Hartford, Conn. (WTNH) – From the streets of Hartford to the steps of City Hall, people protested chanting “Hey hey, ho ho, the stadium has got to go” Monday as outrage over the Rock Cats stadium plan continues to grows.
“We felt this was being forced down our throats and that our input was not valuable in any way,” said Anne Goshdigian of the Hartford Coalition to Stop the stadium.
“They did it in secret,” said Cornell Lewis. “They claimed they didn’t have any money in the black and Latino community that needed fixing up, but they found 60 million dollars to build a stadium.”
At Monday’s city council public hearing the Rock Cats stadium wasn’t on the agenda. However, there was a resolution to buy two acres of vacant land that, according to City Council Minority Leader Larry Deutsch, would be used to build the stadium. The resolution is proposed by Mayor Pedro Segarra, but he wasn’t at the hearing to hear the continued cries of anger from people of Hartford.
“The mayor and those who said it was a done deal are not here tonight, are you noticing that,” said Deutsch.
Some think that the absence of several council members and Mayor Segarra during a public hearing on the land purchase is another strategy sneakily move forward with the stadium.
“It strikes me that this might be strategy of the city to one piece at a time keep the purchases below two million dollars,” Daniel Piper of Hartford said, “because you know if it’s over two, it would have to go for referendum and you will lose.”
During a rally protesting the stadium people held signs and verbally expressed ideas like spending the money that would have been used on the Rock Cats on things like education or supermarkets.
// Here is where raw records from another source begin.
PR #884, opened 2015-10-09
test-str-slice: fix memory leak

dorileo:
sol_str_slice_to_string() will allocate a new string, this string must
be freed.


dorileo:
applied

However, there was one person out of many who still wants the Rock Cats to move to Hartford.
“I think it’s a good thing and I’m all excited,” said Raquel Calderone, “because we can even have little league, we can teach them how to play baseball.”
Mayor Segarra said new proposals for the Rock Cats Stadium are due by August 1 and a resolution will be submitted by August 11. People in Hartford said this isn’t enough time given there is still so much public opposition.
In a statement, Hartford Mayor Pedro Segarra said:
“This is about the redevelopment of the entire Downtown North area, creating jobs for our residents and replacing a sea of parking lots with a thriving, vibrant neighborhood. The Ballpark has attracted significant economic interest that has not existed until now. We welcome public input, it’s an important part of the process.”